Haiti

Haiti: Simon Dieuseul Desras « Je suis désormais le chef de l’opposition »

PORT-AU-PRINCE – Dieuseul Simon Desras, dont les démêlés avec la justice concernant l’accomplissement de son mandat de sénateur ne sont pas encore classés, se dit prêt à donner une bouffée d’oxygène à l’opposition politique plongée dans l’inertie depuis le déclenchement pour de bon du processus électoral. Comme pour affirmer qu’il va la ressusciter, l’ex-président du Sénat n’y va pas par quatre chemins pour s’autoproclamer, sans la moindre gêne, nouveau leader de l’opposition au président Michel Martelly.

« A partir d’aujourd’hui, je déclare que je suis le chef de l’opposition politique. Parce que l’opposition est morte, elle est peut-être sans propositions. Une opposition qui s’est finalement courbée pour aller aux élections avec un décret électoral alors qu’elle rechignait pendant des lustres à voter une loi électorale et disait qu’elle n’allait pas aux élections avec Michel Martelly au pouvoir », clane l’ancien président du Sénat ce jeudi, très remonté contre ses anciens collègues au Sénat et d’autres figures de proue de l’opposition.

« Malheur à ceux qui veulent aller aux élections avec un pouvoir qui libère des bandits pour traquer ses opposants, fulmine M. Desras, soulignant néanmoins qu’il restera un allié sûr de l’opposition traditionnelle. Mais je les exhorte à ne pas s’embarquer aveuglément dans ces élections tandis que l’aspect sécuritaire n’est pas garanti. » Sans renoncer à ses velléités d’allonger la liste des candidats pour la prochaine présidentielle, Dieuseul Simon Desras indique cependant qu’il « n’est pas prêt pour l’instant à s’engager dans un processus électoral avec ce gouvernement. Les conditions ne sont pas réunies ».

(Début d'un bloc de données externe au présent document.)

PR #1491, opened 2015-01-07
1123509 - deprecated ssl_ca_certificate setting in server.conf

skarmark:
https://bugzilla.redhat.com/show_bug.cgi?id=1123509

### DIFF
--- a/server/etc/pulp/server.conf
+++ b/server/etc/pulp/server.conf
@@ -101,6 +101,9 @@
 # ssl_ca_certificate: full path to the CA certificate used to sign the Pulp
 #     server's SSL certificate; consumers will use this to verify the
 #     Pulp server's SSL certificate during the SSL handshake
+#     Deprecated! - Please note that this setting will be removed in the next
+#     release and will be replaced by a setting in the consumer.conf file
+#     that will allow the user to specify a directory path containing certificates.
 #
 # user_cert_expiration: number of days a user certificate is valid
 #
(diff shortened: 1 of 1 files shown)


server/etc/pulp/server.conf
```diff
@@ -110,7 +113,7 @@
 [security]
 # cacert: /etc/pki/pulp/ca.crt
 # cakey: /etc/pki/pulp/ca.key
-# ssl_ca_certificate: /etc/pki/pulp/ssl_ca.crt
+# ssl_ca_certificate: /etc/pki/pulp/ssl_ca.crt #Deprecated! See above description for details.
```
asmacdo: Obviously very minor, but I think that since the majority of our code is python, we should use PEP-8 compliant comments where it makes sense. So it would be my preference, though not required, that we use 2 spaces before the second `#` and one following before the comment.

server/etc/pulp/server.conf
```diff
@@ -101,6 +101,9 @@
 # ssl_ca_certificate: full path to the CA certificate used to sign the Pulp
 #     server's SSL certificate; consumers will use this to verify the
 #     Pulp server's SSL certificate during the SSL handshake
+#     Deprecated! - Please note that this setting will be removed in the next
+#     release and will be replaced by a setting in the consumer.conf file
```
asmacdo: Might be nice to specify the next X release since this would not be removed in a hypothetical 2.7.

asmacdo:
LGTM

Prévoyant que les élections législatives ne pourront pas avoir lieu en août prochain comme prévu par le Conseil électoral, Desras affirme que le président Martelly n’a pas l’intention d’organiser les élections afin d’éviter de passer le pouvoir à un nouveau président élu au risque d’être arrêté. La libération polémique de Sonson Lafamilia et de Rénel Le Récif, accusés de kidnapping, sert de tremplin au sénateur Desras pour doucher le pouvoir Tèt Kale. À l’instar de beaucoup d’autres politiques, il suppose que « la justice est avilie et mise à nu dans cette affaire ».

« Aujourd’hui, l’Etat est transformé en un Etat paria, un Etat délinquant où le kidnapping et des actes de toutes sortes sont censés être officialisés », souligne-t-il, rejetant l’idée que le doyen du tribunal de première instance de Port-au-Prince n’était pas au courant qu’il y avait appel sur ce dossier. Je comprends mal aussi, a-t-il ajouté, que le commissaire du gouvernement ait affiché un tel comportement dans ce procès. » Par ailleurs, Dieuseul Simon Desras accuse ouvertement le ministre de la Justice dans cette affaire.

« Il faut chercher à savoir combien de fois le ministre de la Justice est entré en communication avec le commissaire du gouvernement au moment du déroulement du procès, a dit l’ancien président du Sénat. Pierre-Richard Casimir a parlé plus de neuf fois avec le commissaire du gouvernement. » Desras a assimilé l’appel de la décision fait par l’État haïtien à une « démagogie ».

« Ce n’est que pour la consommation de l’opinion », croit-il savoir et de grommeler : « Le ministre de la Justice se transforme en ministre de l’injustice. Il revient maintenant à la société de sanctionner ce gouvernement. Avec la libération du chef du gang Galil, on ne peut plus parler d’élections. Il est clair. Pas de pouvoir Tèt Kale sans ce gang. Nul ne peut nier l’attachement viscéral de ce réseau de malfaiteurs au palais national. »

Avant d’exhorter la communauté internationale à divorcer d’avec « ce pouvoir délinquant qui se fait complice des gangs, des bandits », Dieuseul Simon Desras de se questionner perplexe « si ce qui s’est passé ne s’inscrit pas dans le projet de perturber le processus électoral en vue de favoriser la réélection du pouvoir Tèt kale ».